Using the entries that follow, give the number of lines containing the string "https". Write nothing besides that number.

(Stored data entries)
====================

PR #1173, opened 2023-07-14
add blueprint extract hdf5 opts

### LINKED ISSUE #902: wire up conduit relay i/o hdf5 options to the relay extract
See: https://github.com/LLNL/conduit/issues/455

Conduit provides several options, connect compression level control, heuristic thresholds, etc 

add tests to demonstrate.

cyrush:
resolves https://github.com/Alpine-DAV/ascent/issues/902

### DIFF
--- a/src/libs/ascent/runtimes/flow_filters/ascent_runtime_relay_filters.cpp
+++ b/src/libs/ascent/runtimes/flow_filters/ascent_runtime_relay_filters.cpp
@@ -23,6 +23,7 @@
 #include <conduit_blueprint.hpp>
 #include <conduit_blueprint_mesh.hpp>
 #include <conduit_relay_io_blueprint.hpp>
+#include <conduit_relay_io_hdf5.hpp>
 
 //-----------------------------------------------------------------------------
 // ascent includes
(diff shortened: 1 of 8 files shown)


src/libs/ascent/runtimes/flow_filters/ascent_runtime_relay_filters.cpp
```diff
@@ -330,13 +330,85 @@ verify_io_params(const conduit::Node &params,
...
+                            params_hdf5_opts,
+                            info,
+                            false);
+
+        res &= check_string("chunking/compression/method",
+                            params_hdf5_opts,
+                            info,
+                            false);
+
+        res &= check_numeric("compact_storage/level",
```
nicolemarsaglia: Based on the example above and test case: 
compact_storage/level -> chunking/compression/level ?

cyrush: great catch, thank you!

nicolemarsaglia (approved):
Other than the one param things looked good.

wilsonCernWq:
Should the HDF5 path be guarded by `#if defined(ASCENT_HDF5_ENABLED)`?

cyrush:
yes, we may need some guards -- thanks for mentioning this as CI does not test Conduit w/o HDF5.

====================

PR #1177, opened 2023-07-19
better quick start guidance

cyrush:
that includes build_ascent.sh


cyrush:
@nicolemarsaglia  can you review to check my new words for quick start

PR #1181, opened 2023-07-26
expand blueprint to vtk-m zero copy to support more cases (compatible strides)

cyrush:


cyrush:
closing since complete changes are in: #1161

====================

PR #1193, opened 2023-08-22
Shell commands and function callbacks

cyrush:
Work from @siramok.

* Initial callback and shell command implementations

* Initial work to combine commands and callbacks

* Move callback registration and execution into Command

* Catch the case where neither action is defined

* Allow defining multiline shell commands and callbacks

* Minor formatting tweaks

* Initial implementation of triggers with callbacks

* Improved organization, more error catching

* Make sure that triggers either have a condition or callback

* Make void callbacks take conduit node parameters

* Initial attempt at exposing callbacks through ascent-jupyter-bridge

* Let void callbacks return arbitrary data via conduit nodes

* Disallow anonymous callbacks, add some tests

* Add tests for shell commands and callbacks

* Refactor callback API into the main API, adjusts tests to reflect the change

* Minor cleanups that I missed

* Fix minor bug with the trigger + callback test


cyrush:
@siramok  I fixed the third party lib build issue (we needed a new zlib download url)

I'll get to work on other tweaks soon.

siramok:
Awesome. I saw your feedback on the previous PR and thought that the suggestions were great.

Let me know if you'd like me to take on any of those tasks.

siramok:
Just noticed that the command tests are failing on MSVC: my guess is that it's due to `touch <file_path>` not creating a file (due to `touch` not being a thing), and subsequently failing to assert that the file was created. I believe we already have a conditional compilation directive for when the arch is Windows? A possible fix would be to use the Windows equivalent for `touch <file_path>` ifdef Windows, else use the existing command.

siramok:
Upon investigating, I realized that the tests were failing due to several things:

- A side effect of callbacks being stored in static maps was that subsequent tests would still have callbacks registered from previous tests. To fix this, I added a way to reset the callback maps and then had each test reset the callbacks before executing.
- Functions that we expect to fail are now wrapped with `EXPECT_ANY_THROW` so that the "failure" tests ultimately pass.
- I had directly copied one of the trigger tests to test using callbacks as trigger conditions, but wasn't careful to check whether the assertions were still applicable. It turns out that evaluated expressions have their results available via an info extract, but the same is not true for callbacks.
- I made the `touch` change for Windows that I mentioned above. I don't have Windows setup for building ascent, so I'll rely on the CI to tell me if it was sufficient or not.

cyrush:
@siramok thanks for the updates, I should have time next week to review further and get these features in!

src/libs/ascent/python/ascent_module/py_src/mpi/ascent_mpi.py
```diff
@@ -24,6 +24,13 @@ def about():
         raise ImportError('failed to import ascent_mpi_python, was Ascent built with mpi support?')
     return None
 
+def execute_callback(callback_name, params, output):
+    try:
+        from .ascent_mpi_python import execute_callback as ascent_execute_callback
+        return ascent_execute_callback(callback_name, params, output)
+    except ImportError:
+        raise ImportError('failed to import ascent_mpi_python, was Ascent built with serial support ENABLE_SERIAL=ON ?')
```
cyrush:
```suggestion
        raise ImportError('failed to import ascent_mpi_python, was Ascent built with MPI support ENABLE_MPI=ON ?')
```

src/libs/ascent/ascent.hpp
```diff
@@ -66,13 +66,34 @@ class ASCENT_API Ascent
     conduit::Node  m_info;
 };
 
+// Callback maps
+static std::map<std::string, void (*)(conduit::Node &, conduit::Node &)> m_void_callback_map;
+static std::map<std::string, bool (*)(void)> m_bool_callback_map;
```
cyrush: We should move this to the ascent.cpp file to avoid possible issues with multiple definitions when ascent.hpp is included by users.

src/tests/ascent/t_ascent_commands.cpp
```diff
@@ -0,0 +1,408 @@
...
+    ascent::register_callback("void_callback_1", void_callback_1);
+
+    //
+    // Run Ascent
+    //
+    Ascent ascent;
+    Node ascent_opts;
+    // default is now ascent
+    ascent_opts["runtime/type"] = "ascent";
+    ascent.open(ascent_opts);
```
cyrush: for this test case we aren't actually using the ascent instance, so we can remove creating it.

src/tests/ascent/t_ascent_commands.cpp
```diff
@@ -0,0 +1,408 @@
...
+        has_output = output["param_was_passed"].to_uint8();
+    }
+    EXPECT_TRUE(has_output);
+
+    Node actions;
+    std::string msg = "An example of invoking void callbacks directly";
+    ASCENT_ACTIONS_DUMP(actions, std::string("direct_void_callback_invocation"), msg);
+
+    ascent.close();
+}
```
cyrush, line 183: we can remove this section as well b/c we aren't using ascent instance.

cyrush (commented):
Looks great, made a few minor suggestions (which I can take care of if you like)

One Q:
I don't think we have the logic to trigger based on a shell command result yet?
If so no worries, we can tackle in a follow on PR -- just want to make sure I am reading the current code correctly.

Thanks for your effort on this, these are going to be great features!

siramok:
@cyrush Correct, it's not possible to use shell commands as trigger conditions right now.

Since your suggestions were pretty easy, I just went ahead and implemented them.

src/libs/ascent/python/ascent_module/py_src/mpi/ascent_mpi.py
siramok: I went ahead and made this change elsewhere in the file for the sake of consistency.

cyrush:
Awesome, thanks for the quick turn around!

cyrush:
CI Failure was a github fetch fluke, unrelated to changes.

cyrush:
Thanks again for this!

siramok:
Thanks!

====================

→ **ANSWER SECTION**:
2